Wait, Dan, I don't immediately follow -- can you explain?

(I was separating them more because, for instance, there are black elite social registries just as concerned with matters of breeding and lineage, but, you know, people who care a lot about race aren't exactly going to be impressed with them -- I just wanted to separate "class breeding" from actual racism.)

nabisco, Friday, 12 October 2007 22:17 (eighteen years ago)

Oh wait, nevermind, I see what you're saying

nabisco, Friday, 12 October 2007 22:18 (eighteen years ago)

Was it a Happy Meal?

http://archive.salon.com/opinion/blumenthal/2004/07/08/john_edwards/story.jpg

gabbneb, Friday, 12 October 2007 22:19 (eighteen years ago)

that's a silly point tho, i guess - labor pols like authenticity too

gabbneb, Friday, 12 October 2007 22:21 (eighteen years ago)

(multiple xpost) You see, in Britain I would say it's very much about your upbringing and background, rather than who you become as an adult. What kind of house did you grow up in? Did your parents own it outright, have a mortgage, rent it off the council? Did you go to a public school or a comprehensive? What kind of jobs did your parents do? What kind of education had they had? What kind of accent have you got? Where did you go on holiday? Possibly even things like choice of food / drink / TV channels & radio stations.
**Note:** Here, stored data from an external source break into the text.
PR #684, opened 2021-04-28
Fixes #634 - Support template typing for PushPipe

### LINKED ISSUE #634: PushPipe & RxLet do not preserve template typing for bound/piped Observables
# Description

It appears that the `push` pipe and `rxFor=` (experimental) operators do not work with Ivy template type checking. The type always breaks down to '`string`' or '`any`':

Screen Shot 2021-03-30 at 4 50 17 PM

angular compiler config in tsconfig.json:
```
  "angularCompilerOptions": {
    "enableIvy": true,
    "fullTemplateTypeCheck": true,
    "skipTemplateCodegen": false,
    "strictInjectionParameters": true,
    "strictMetadataEmit": true,
    "strictTemplates": true
  }
```

I would expect this to resolve the type:

Screen Shot 2021-03-30 at 4 52 57 PM

1. Use a `push` pipe on a bound `Observable<T>` and then try to reference properties of `T` in the template. They will all be of unknown type because `T` is unknown type. See screenshots above.
2. execute `ng run app:build:production`

See errors:
```
[ng]     Error occurs in the template of component TestPage.
[ng] Error: src/app/pages/test.page.html:10:40 - error TS2339: Property 'type' does not exist on type 'string'.
[ng] 10                     format="{{ payload.type }}">
[ng]                                           ~~~~        
```

# Environment

```
VSCode Angular Language Service plugin: 11.2.9 (latest at time of filing)
    "@rx-angular/cdk": "^1.0.0-alpha.7",
    "@rx-angular/state": "^1.4.3",
    "@rx-angular/template": "^1.0.0-beta.24",



Angular CLI: 12.0.0-next.5
Node: 14.15.0
OS: darwin x64

Angular: 12.0.0-next.6
... language-service, platform-browser, platform-browser-dynamic
... router, service-worker
Ivy Workspace: Yes

@angular-devkit/architect       0.1200.0-next.5
@angular-devkit/build-angular   0.1200.0-next.5
@angular-devkit/core            12.0.0-next.5
@angular-devkit/schematics      12.0.0-next.5
@angular/cdk                    12.0.0-next.4
@angular/cli                    12.0.0-next.5
@angular/fire                   6.1.4
@angular/pwa                    0.1200.0-next.5
@schematics/angular             12.0.0-next.5
@schematics/update              0.1200.0-next.5
rxjs                            6.6.7
typescript                      4.2.3
```

# Related to Other Issues

# Tasks to Resolve This

# Notes

lincolnthree:
This patch fixes the issue where using PushPipe in templates causes all type information to be dropped during compilation. (Probably an angular bug, but this works around the issue and allows building with `strictTemplates: true` enabled.)


libs/template/src/lib/push/push.pipe.ts
```diff
@@ -64,13 +64,13 @@ import { filter, switchMap, tap, withLatestFrom } from 'rxjs/operators';
  * @publicApi
  */
 @Pipe({ name: 'push', pure: false })
-export class PushPipe<U> implements PipeTransform, OnDestroy {
+export class PushPipe implements PipeTransform, OnDestroy {
   /** @internal */
-  private renderedValue: U | null | undefined;
+  private renderedValue: any | null | undefined;
```
hoebbelsB, line 69: can we add a comment here to explain at least why this is any? I could imagine that we will introduce some linting rule which will complain about this in the future.

libs/template/src/lib/push/push.pipe.ts
```diff
@@ -84,13 +84,13 @@ export class PushPipe<U> implements PipeTransform, OnDestroy {
     const scope = (cdRef as any).context;
     this.subscription = this.templateObserver.values$
       .pipe(
-        filter<RxNotification<U>>(
+        filter<RxNotification<any>>(
```
hoebbelsB, line 87: I think u can drop the whole type specification if we go with `any` .
```suggestion
        filter(
```

libs/template/src/lib/push/push.pipe.ts
```diff
@@ -84,13 +84,13 @@ export class PushPipe<U> implements PipeTransform, OnDestroy {
...
           (n) =>
             n.kind === RxNotificationKind.suspense ||
             n.kind === RxNotificationKind.next
         ),
-        tap<RxNotification<U>>((notification) => {
-          this.renderedValue = notification.value as U;
+        tap<RxNotification<any>>((notification) => {
+          this.renderedValue = notification.value as any;
```
hoebbelsB, line 93: same goes for this one:
```suggestion
        tap(notification => {
          this.renderedValue = notification.value;
```

hoebbelsB (changes requested):
@lincolnthree BIG THX for finding and fixing the typing issue :+1: :+1: 

I've left some minor comments on your work :)

BioPhoton:
I think this is related https://github.com/ngrx/platform/issues/2890

libs/template/src/lib/push/push.pipe.ts
lincolnthree: Without a class-level generic type option, there is no longer a way to know what value type will be passed into the `transform()` method. Happy to leave a code comment about that if you think it's necessary, but may be better just for the issue notes since it should be generally inferable?

libs/template/src/lib/push/push.pipe.ts
lincolnthree: Agreed.

libs/template/src/lib/push/push.pipe.ts
lincolnthree: Agreed.

lincolnthree:
@BioPhoton Are you sure? My PR should only affect compile-time typing, not runtime behavior.

libs/template/src/lib/push/push.pipe.ts
hoebbelsB: I understand why we change it to any. just some internal note for us as reminder :). u think its worthless?

lincolnthree: Oh I see. If that's your intent sure! Sorry, I'm not used to using comments for this purpose. I'll update it.

lincolnthree:
@hoebbelsB Updated, please review!

libs/template/src/lib/push/push.pipe.ts
hoebbelsB: love it

hoebbelsB (approved):
LGTM

lincolnthree:
@hoebbelsB I did my best. Please review carefully!

lincolnthree:
Err. Hang on.

lincolnthree:
Okay, should be good to go. LMK if you find any other issues during review.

All of this would count far more than whether you became a millionaire by winning the lottery at the age of 40, or lost everything you owned if your business failed or something.

Nasty, Brutish & Short, Friday, 12 October 2007 22:21 (eighteen years ago)

Well, we shouldn't pretend that that stuff isn't relevant in the US -- it is, it's just that you have more leeway to get away from it. It's a big country, and if you can "pass" for having the manner of a different social class ... It's also a country where I think the cultural ideal is to come from nothing, get everything, but still retain the pose of a nothing-haver. Point out to a rich man that his father was a manual laborer and he has no education -- you're just complimenting his achievements.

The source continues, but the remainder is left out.